→ **TASK ITEM**:
Locate the line that contains "-670,7 +670,6 @@ void DCMTKImageIO::DetermineOrientation()". Copy it and every following line through the end of the records, exactly, and include nothing else.

Dataset items
PR #1084, opened 2022-12-19
[Dicom] Fixing mirrored DICOM images and their origin

mathildemerle:
From PRs https://github.com/medInria/medInria-public/pull/1003 and https://github.com/medInria/medInria-public/pull/1083

> The method that gets the position of a slice on the stacking axis was z-specific and only worked on axial acquisition. This method was involved in both the determination of the origin of the image and the ordering of slices in the buffer.
> 
> Furthermore, the aforementioned slice ordering code is redundant with the code above it, which led to a double order inversion instead of a simple inversion of the order in which slices are stacked in the buffer, causing the images to be mirrored in case the stacking direction is the opposite of the acquisition direction.

:m:

### DIFF
--- a/src/layers/legacy/medImageIO/itkDCMTKImageIO.cpp
+++ b/src/layers/legacy/medImageIO/itkDCMTKImageIO.cpp
@@ -670,7 +670,6 @@ void DCMTKImageIO::DetermineOrientation()
     }
 }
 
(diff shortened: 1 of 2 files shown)


Florent2305 (approved):
ok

→ **ANSWER BOX**:
@@ -670,7 +670,6 @@ void DCMTKImageIO::DetermineOrientation()
     }
 }
 
(diff shortened: 1 of 2 files shown)


Florent2305 (approved):
ok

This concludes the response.